CXXC5 stabilizes DNA methylation patterns in mouse embryonic stem cells [RNA-seq]

Mammalian genomes encode a family of 12 proteins that contain a CXXC zinc finger domain. These domains are known to bind to unmethylated DNA sequences rich in CpG dinucleotides. Most members of this family are large multi-domain proteins that function in the control of DNA methylation and histone methylation patterns. CXXC5 is a smaller member of the family, along with its closest homologue CXXC4. These two proteins lack known catalytic domains. Here we have characterized CXXC5 in mouse embryonic stem (ES) cells. We show that CXXC5 is a nuclear protein that interacts with 5-methylcytosine oxidases (TET proteins). Removal of CXXC5 from ES cells leads to very few changes in gene expression. CXXC5 extensively colocalizes with TET1 and TET2 at CpG islands. CXXC5 inactivation leads to a substantial reduction of DNA methylation levels that affects all genomic compartments including genic and intergenic regions and CpG island shores. No hypermethylation of CpG islands was observed.
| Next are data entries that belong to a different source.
PR #525, opened 2022-10-26
Added support for bulk editing map markers

spitfire305:


resources/views/layouts/datagrid/bulks/_map-marker.blade.php
```diff
@@ -1,3 +1,83 @@
...
+    0 => __('general.no'),
+    1 => __('general.yes'),
+];
+
+$groups = $model->groupOptions();
+$groups[-1] = __('crud.filters.options.none');
+?>
+<div class="form-group">
+    <label for="icon">{{ __('locations.map.points.fields.icon') }}</label>
+    {!! Form::select('icon', $iconOptions, \App\Facades\FormCopy::field('icon')->string(), ['class' => 'form-control', 'id' => 'icon']) !!}
```
ilestis, line 34: We don't need to call FormCopy in this place, since we aren't copying a marker :)

ilestis (changes requested):
Tiny tweaks, copy-pasting cleanup

ilestis (approved):

PR #527, opened 2022-10-28
Disabled tooltip popup on mouseover for dashboiard map markers

spitfire305:


app/Models/MapMarker.php
```diff
@@ -318,7 +321,7 @@ protected function popup(): string|null
                 ' . $body . '
             </div>`)
             .on(`mouseover`, function (ev) {
```
ilestis, line 323: Feel like having an if around the whole `on()` would be cleaner, rather than having an empty `mouseover` :)

app/Models/MapMarker.php
```diff
@@ -499,9 +502,12 @@ public function editing(): self
      * Set the current mode to exploring the map
      * @return $this
      */
-    public function exploring(): self
+    public function exploring($popup = true): self
```
ilestis, line 505: Missing type casting + param documentation

ilestis (changes requested):
Tweak to make code a bit cleaner

ilestis (approved):

PR #528, opened 2022-10-31
Save button for marker editing now redirects the user to the correct …

spitfire305:
…page

### DIFF
--- a/app/Http/Controllers/Maps/MapMarkerController.php
+++ b/app/Http/Controllers/Maps/MapMarkerController.php
@@ -135,7 +135,7 @@ class MapMarkerController extends Controller
      * @return \Illuminate\Contracts\Foundation\Application|\Illuminate\Contracts\View\Factory|\Illuminate\View\View
      * @throws \Illuminate\Auth\Access\AuthorizationException
      */
-    public function edit(Map $map, MapMarker $mapMarker)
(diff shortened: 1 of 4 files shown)


app/Http/Controllers/Maps/MapMarkerController.php
```diff
@@ -135,7 +135,7 @@ public function store(Map $map, StoreMapMarker $request)
      * @return \Illuminate\Contracts\Foundation\Application|\Illuminate\Contracts\View\Factory|\Illuminate\View\View
      * @throws \Illuminate\Auth\Access\AuthorizationException
      */
-    public function edit(Map $map, MapMarker $mapMarker)
+    public function edit(Map $map, MapMarker $mapMarker, string $from = '' )
```
ilestis, line 138: It's cleaner to just use request() than passing params in the function call

app/Http/Controllers/Maps/MapMarkerController.php
```diff
@@ -147,6 +147,13 @@ public function edit(Map $map, MapMarker $mapMarker)
         $includeMap = true;
         $activeTab = $mapMarker->shape_id;
 
+        if (request()->from == 'explore') {
```
ilestis, line 150: Especially since you ignore the from here :P

ilestis (changes requested):

PR #181, opened 2018-12-10
Include OCR data in CCD data

lgonczar:

### Change description ###

- Include OCR data in CCD data. This involves moving OCR data from document to envelope, as that's how the processor is going to send it (https://github.com/hmcts/bulk-scan-processor/pull/323)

We propose a model in which CXXC5 serves as an anchor for TET proteins at CpG islands. In the absence of CXXC5, the 5-methylcytosine oxidases become dislodged from CpG islands and are enabled to induce genome-scale DNA demethylation. Thus, CXXC5 serves as a stabilizer of DNA methylation patterns. Overall design: To gain insight into a role of CXXC5 in mouse embryonic stem cells, we established CXXC5 single or CXXC4 and CXXC5 double knockout mES clones by CRISPR/Cas9 system and observed gene expression profile through RNA-seq.